> Aim of the exercise:
In the records below, find the line with "docs: drop toml" and the line with "toml has been"; return exactly those lines and every line between them.

> Data records:
----------------

PR #355, opened 2020-06-14
test: add test for building with unicode filenames

bpabel:
Added an explicit test for building against unicode filenames that I neglected to add with the last PR.


tests/test_build.py
```diff
@@ -69,3 +69,25 @@ def test_build_module_no_docstring():
...
+def test_build_package_with_unicode(copy_sample):
+    list_files_template = """\
+#!{python}
+import sys
+from os.path import join
+if '--deleted' not in sys.argv:
+    files = [
+        'pyproject.toml', 
+        'packageunicode/__init__.py', 
+        u'packageunicode/No\\u00ebl.jpg',
```
takluyver, line 82:
```suggestion
        'packageunicode/No\\u00ebl.jpg',
```

We don't need to worry about Python 2 here. :-)
We're only

bpabel: I’m trying to figure out why the appveyor ci is failing.  The tests all run successfully locally with tox.

mohdzahidabdullah:
> Added an explicit test for building against unicode filenames that I neglected to add with the last PR.

https://github.com/pypa/flit/pull/355#issue-638291555

takluyver:
Let's see how this goes with the current test pipeline.

takluyver:
Still no dice:

```
   E               FileNotFoundError: [WinError 2] The system cannot find the file specified: 'C:\\Users\\runneradmin\\AppData\\Local\\Temp\\pytest-of-unknown\\pytest-0\\test_build_package_with_unicod0\\packageunicode\\packageunicode\\NoÃ«l.jpg'
```

Issue #591, opened 2022-09-06
wheel name not matching requirements specifier.


dougransom:
command `flit build --format wheel`

Try requirements specifications:
`requires-python="== 3.9"`
`Built wheel: dist\natlink-5.3.2-py2.py3-none-any.whl I-flit_core.wheel`
same with 
`requires-python="3.9.*"`
`requires-python="~= 3.1"`

was expecting natlink-5.3.2-py3.9-none-any.whl  or something similar without py2.

takluyver:
The version checking that decides whether to add the `py2` tag is a crude bit of code which has survived since basically the first draft of Flit, and has numerous bugs (see e.g. #586). Really, we should properly parse it and check with '2.7' using the rules described in [PEP 440](https://peps.python.org/pep-0440/#version-specifiers) - but it's always been easier to simply tweak the regex a bit to solve the most visible problems.

Note that `requires-python="3.9.*"` is not strictly valid - the value should always start with one of the version comparison operators (`> >= < <= == != ~= ===`). `flit build` should complain about this, but using flit_core as a backend to other tools won't, because that assumes the perspective of a user who wants to install something whether or not the metadata is correct.

dougransom:
Can flit be dependent on [packaging](https://packaging.pypa.io/en/latest/index.html)?

takluyver:
`flit_core`, where the relevant functionality needs to be, can't really use packaging, because we're aiming for flit_core to be the starting point for [bootstrapping](https://flit.pypa.io/en/stable/bootstrap.html) the ecosystem of packaging tools.

I'd hope that we can have a significantly simpler implementation than packaging, because we don't need a nice API for it, and we only need to handle the reliable version numbers of Python itself, not the full variety of possible version numbers out there. I found the code in pip that checks the requires-python specifier, and it looks like it only uses the three simple numeric parts of the version (e.g. 3.10.6), so it should be OK for us to do the same:

https://github.com/pypa/pip/blob/0d4e9eb72253c008f2790482e664ce92198c5240/src/pip/_internal/utils/packaging.py#L14

PR #593, opened 2022-09-19
Modify regex for checking py2 compatibility

### LINKED ISSUE #476: `python-requires="~3.7"` generates a universal Wheel file

EwaMarek:
Closes #476 and #591
Add support for compatible release version specifier '~=' and version matching clause '=='.

I was happy to see that someone picked up this issue in #586 , but it seems like the conversation stalled a bit, so here I am. It's something that was bothering me for a while now and it would be nice to see it fixed 😄

### DIFF
--- a/flit_core/flit_core/common.py
+++ b/flit_core/flit_core/common.py
@@ -398,7 +398,7 @@ class Metadata(object):
     def supports_py2(self):
         """Return True if Requires-Python indicates Python 2 support."""
         for part in (self.requires_python or "").split(","):
-            if re.search(r"^\s*(>\s*(=\s*)?)?[3-9]", part):
+            if re.search(r"^\s*(>=?|~=|===?)?\s*?[3-9]", part):
                 return False
         return True
 
--- a/flit_core/flit_core/common.py
+++ b/flit_core/flit_core/common.py
@@ -398,7 +398,7 @@ class Metadata(object):
     def supports_py2(self):
         """Return True if Requires-Python indicates Python 2 support."""
         for part in (self.requires_python or "").split(","):
-            if re.search(r"^\s*(>=?|~=|===?)?\s*?[3-9]", part):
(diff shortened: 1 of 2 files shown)


flit_core/flit_core/common.py
```diff
@@ -398,7 +398,7 @@ def write_metadata_file(self, fp):
     def supports_py2(self):
         """Return True if Requires-Python indicates Python 2 support."""
         for part in (self.requires_python or "").split(","):
-            if re.search(r"^\s*(>\s*(=\s*)?)?[3-9]", part):
+            if re.search(r"^\s*(>=?|~=|===?)?\s*?[3-9]", part):
```
joukewitteveen, line 401:
```suggestion
            if re.search(r"^\s*(>=?|~=|===?)?\s*[3-9]", part):
```
Was there a reason to have the `?` following `\s*`? I don't think it achieves anything ("zero or one times zero or more spaces").

EwaMarek: Right, this `?` doesn't achieve much, thanks for spotting it!

takluyver:
Thanks, this looks good. :slightly_smiling_face:

PR #601, opened 2022-10-03
docs: drop toml dependency from development.rst

joukewitteveen:
toml has been replaced by tomli and tomli-w. The latter is not needed to get a development installation and the former is either available as a standard library (as tomllib), or vendored from flit itself. Either way, no toml-related installation is necessary.

Inspired by a suggestion by Joe Drumgoole <Joe.Drumgoole@mongodb.com>

---
This is a follow-up on #480 :smiley:.


takluyver:
Thanks!

Issue #276, opened 2019-07-22
support token-based upload to PyPI


brainwane:
Hi! PyPI's getting ready to add upload tokens to its API, so packagers can upload using tokens instead of username/password.

I thought you might want to test and verify that flit's upload works with this. Instructions for testing the pull request: https://github.com/pypa/warehouse/issues/994#issuecomment-512634222

It would be great if you could leave a comment on https://github.com/pypa/warehouse/pull/6084 telling us whether it works for you! This will help us avoid headaches when we roll out the feature on pypi.org.

takluyver:
Thanks. I'm just about to go offline for a week, and then it will be another few days while I dig myself out from the emails that build up. But I'll try to get round to it.

brainwane:
Please do enjoy your offline time! And if someone else would like to do the testing -- maybe @flying-sheep? -- that would, of course, be fine!

brainwane:
This beta feature is now live on PyPI and Test PyPI: https://pypi.org/help/#apitoken

Carreau:
Tried it; worg great. Just set `FLIT_USERNAME='@token'` and `FLIT_PASSWORD='<yourtoken>'`. 

One question we may want to adress is how we pick [which token for which project](https://github.com/pypa/packaging.python.org/issues/628) if not in an env variable.

takluyver:
Brainstorming how the UI could work:

If I'm trying to publish a release of `austin` and my `~/.pypirc` says:

```ini
[pypi]
repository: https://upload.pypi.org/legacy/
username: takowl
```

Then flit could use the first it finds of:

```python
# Project scoped token
keyring.get_password("https://upload.pypi.org/legacy/", "pypi-project-token:austin")

# User scoped token
keyring.get_password("https://upload.pypi.org/legacy/", "pypi-user-token:takowl")
```

If it doesn't find either of those, it would ideally connect as my user, prompting me for any necessary credentials, and then obtain and save a project-scoped token to use for uploads. If that's not possible, it might fall back to uploading with username & password as it currently does.

Does that scheme fit in with how you'd like to use tokens? Of course, it could all be overridden by env variables for CI - I'm just thinking about the upload-from-local case.

brainwane:
cc @di and @ewdurbin and @dstufft to answer this question. @woodruffw as an FYI.

Carreau:
[...]

PR #602, opened 2022-10-04
Document that token-based upload is supported

Mariatta:
Closes https://github.com/pypa/flit/issues/276

### DIFF
--- a/doc/cmdline.rst
+++ b/doc/cmdline.rst
@@ -207,6 +207,10 @@ Environment variables
    Set a username, password, and index URL for uploading packages.
    See :ref:`uploading packages with environment variables <upload_envvars>`
    for more information.
+   
+   Token-based upload to PyPI is supported. To upload using PyPI token,
+   set the ``FLIT_USERNAME`` value to ``__token__``, and the ``FLIT_PASSWORD``
+   to the token value.
 
 .. envvar:: FLIT_ALLOW_INVALID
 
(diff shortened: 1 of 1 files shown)


pradyunsg (approved):
Thanks @Mariatta!

doc/cmdline.rst
```diff
@@ -207,6 +207,10 @@ Environment variables
    Set a username, password, and index URL for uploading packages.
    See :ref:`uploading packages with environment variables <upload_envvars>`
    for more information.
+   
+   Token-based upload to PyPI is supported. To upload using PyPI token,
+   set the ``FLIT_USERNAME`` value to ``__token__``, and the ``FLIT_PASSWORD``
+   to the token value.
```
joukewitteveen, line 213:
```suggestion
   Token-based upload to PyPI is supported. To upload using a PyPI token,
   set ``FLIT_USERNAME`` to ``__token__``, and ``FLIT_PASSWORD`` to the
   token value.
```

joukewitteveen (commented):
Not sure if this needs to be in the flit documentation, since it is not specific to flit.

Mariatta:
I was publishing using flit, and it was not obvious to me that I could use the PyPI token instead of regular username/password. Additionally, while searching for "upload using token with flit" I came across this open issue on GitHub which made me think that it was not supported. So I thought that it would be better to explicitly document it.

pradyunsg:
To err on the side of overcommunicating, I'm unlikely to be merging this PR.

I have a green tick cos I'm an admin on pypa but I'm not a committer to twine, and would prefer that someone who is lands this instead. :)

takluyver:
Thanks @Mariatta !

@pradyunsg FWIW, I'm happy for you to merge something like this if you're comfortable doing so.

PR #603, opened 2022-10-07
Include license file in the built package

gotmax23:
As far as I understand (IANAL), distributing the package on PyPI without the license text violates your own license terms.


takluyver:
Thanks! I'm not sure about the legalities, but it's certainly a good idea to have the license in there.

----------------

> Answer area:
docs: drop toml dependency from development.rst

joukewitteveen:
toml has been replaced by tomli and tomli-w. The latter is not needed to get a development installation and the former is either available as a standard library (as tomllib), or vendored from flit itself. Either way, no toml-related installation is necessary.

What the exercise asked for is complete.